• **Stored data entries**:
Start of Block

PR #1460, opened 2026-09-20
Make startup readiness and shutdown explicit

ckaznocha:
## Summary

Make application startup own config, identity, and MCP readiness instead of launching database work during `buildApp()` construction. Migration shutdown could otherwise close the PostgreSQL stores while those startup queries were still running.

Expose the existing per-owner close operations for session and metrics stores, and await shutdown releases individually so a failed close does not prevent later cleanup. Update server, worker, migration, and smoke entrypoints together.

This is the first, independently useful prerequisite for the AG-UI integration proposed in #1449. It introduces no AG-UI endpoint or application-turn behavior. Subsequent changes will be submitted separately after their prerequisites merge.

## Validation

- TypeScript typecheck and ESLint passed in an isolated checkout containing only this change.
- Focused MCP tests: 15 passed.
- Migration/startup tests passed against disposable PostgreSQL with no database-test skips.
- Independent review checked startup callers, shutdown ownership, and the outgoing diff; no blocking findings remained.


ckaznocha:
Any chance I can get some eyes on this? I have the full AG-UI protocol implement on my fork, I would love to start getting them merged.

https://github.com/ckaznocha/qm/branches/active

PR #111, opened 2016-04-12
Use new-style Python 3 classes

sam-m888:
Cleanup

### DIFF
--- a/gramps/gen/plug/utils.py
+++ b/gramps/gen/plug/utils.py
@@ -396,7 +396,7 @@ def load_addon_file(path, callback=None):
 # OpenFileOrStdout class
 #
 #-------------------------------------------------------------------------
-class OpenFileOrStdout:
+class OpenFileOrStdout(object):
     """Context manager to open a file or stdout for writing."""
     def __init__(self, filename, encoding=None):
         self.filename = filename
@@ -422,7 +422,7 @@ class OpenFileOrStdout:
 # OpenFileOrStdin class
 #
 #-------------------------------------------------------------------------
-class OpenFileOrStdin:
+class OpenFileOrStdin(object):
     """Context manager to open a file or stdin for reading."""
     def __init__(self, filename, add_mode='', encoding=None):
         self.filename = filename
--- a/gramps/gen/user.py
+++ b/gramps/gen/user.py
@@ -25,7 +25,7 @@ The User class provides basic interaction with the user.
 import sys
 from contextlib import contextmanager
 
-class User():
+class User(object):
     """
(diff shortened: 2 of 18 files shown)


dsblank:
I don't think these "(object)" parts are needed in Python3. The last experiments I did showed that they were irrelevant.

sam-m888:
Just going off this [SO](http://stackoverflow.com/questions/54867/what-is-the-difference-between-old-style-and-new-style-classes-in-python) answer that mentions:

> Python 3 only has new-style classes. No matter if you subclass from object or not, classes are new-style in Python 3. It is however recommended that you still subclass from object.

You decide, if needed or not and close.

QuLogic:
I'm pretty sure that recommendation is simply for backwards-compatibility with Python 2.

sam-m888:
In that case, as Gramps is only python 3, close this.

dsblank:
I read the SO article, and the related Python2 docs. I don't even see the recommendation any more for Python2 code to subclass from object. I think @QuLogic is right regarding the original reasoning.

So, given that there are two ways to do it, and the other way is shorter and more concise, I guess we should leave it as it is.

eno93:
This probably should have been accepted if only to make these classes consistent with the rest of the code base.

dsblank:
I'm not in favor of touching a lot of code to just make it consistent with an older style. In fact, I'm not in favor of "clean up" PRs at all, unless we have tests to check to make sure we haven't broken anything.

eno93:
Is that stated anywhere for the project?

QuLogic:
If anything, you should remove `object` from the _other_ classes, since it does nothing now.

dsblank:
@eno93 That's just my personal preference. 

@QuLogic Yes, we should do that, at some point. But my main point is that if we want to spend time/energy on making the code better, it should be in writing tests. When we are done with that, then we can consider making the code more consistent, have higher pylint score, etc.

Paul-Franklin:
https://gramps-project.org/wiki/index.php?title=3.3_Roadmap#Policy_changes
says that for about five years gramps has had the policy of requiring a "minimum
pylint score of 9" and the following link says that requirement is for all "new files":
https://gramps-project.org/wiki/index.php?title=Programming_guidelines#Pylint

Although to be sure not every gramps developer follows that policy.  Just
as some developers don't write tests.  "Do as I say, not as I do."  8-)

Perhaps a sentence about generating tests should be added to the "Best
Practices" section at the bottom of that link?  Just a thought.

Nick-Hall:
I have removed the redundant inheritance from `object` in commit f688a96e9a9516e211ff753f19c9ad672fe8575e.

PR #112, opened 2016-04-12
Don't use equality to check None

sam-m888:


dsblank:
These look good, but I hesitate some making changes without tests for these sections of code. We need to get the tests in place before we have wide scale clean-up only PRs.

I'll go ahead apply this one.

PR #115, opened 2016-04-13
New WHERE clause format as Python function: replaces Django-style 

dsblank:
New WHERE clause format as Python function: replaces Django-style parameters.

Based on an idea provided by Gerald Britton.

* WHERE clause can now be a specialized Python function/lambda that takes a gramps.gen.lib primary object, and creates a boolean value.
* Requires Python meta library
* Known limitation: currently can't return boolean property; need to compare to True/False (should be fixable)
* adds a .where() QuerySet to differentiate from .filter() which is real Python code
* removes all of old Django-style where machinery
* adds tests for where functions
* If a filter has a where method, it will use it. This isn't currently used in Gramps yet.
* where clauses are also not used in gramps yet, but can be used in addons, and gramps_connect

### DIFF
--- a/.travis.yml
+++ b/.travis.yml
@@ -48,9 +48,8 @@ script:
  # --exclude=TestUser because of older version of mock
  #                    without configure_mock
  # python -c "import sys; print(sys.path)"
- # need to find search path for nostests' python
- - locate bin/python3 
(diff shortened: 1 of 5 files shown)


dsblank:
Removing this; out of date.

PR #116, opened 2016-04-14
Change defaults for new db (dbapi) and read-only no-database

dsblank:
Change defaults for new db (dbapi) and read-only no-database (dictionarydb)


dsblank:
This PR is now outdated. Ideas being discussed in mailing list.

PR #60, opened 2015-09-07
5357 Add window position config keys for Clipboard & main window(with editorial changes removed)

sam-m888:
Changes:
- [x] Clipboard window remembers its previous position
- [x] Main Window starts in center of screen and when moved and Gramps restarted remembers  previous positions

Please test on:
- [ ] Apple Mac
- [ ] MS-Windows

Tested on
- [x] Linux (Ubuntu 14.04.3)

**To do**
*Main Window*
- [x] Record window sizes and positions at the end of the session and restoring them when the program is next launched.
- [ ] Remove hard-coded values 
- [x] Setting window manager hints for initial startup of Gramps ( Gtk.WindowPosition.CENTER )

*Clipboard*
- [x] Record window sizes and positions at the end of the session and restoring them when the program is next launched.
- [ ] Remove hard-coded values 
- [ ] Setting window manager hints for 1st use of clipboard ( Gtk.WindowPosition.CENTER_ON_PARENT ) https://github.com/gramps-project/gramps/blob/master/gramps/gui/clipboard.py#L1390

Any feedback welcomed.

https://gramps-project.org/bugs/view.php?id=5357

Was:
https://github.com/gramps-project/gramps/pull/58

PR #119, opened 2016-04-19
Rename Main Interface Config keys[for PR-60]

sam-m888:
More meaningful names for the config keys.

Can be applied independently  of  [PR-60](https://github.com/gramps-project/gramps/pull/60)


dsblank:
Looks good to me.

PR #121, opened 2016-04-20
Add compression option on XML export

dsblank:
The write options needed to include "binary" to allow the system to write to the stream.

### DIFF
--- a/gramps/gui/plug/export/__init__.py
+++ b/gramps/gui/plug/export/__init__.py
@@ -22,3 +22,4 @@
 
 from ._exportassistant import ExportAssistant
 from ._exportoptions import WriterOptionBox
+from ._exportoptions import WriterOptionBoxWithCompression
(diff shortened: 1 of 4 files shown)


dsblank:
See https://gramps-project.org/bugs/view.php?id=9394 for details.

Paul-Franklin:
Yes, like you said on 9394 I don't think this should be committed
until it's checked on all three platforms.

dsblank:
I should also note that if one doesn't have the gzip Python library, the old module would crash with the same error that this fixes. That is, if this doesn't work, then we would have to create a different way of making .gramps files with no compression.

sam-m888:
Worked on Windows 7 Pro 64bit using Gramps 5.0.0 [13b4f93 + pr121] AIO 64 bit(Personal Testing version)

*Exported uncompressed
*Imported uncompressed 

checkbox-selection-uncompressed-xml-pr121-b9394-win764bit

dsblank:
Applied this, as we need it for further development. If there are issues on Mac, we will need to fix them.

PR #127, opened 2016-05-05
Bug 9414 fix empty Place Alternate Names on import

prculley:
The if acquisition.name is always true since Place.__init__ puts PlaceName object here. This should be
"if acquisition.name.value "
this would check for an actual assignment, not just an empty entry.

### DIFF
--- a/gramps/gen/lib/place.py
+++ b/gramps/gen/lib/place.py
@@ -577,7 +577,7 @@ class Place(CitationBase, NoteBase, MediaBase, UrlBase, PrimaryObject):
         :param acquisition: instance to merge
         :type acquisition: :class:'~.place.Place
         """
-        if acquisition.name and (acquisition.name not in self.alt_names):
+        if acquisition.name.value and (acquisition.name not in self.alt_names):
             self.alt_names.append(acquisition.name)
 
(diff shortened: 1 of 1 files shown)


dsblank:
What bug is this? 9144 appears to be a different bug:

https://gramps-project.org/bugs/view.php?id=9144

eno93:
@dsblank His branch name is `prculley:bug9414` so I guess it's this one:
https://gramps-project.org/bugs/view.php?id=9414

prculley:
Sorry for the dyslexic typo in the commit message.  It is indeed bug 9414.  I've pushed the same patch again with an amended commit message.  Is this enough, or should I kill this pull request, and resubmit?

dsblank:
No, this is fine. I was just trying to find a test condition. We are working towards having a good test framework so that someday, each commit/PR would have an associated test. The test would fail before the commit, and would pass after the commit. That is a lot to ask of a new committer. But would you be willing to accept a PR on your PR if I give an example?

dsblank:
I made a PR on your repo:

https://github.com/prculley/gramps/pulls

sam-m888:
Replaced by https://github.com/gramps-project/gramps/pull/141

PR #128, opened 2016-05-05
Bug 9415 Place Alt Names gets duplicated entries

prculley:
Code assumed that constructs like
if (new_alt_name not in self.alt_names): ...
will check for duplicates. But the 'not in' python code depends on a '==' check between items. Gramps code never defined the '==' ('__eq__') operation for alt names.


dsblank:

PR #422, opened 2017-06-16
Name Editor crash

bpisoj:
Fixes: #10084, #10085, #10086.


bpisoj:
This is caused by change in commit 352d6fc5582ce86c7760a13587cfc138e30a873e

End of Block

• **WHAT YOU ARE ASKED TO DO**:
Copy every line above that holds the word "passed".

• **OUTPUT OF THE EXERCISE**:
- TypeScript typecheck and ESLint passed in an isolated checkout containing only this change.
- Focused MCP tests: 15 passed.
- Migration/startup tests passed against disposable PostgreSQL with no database-test skips.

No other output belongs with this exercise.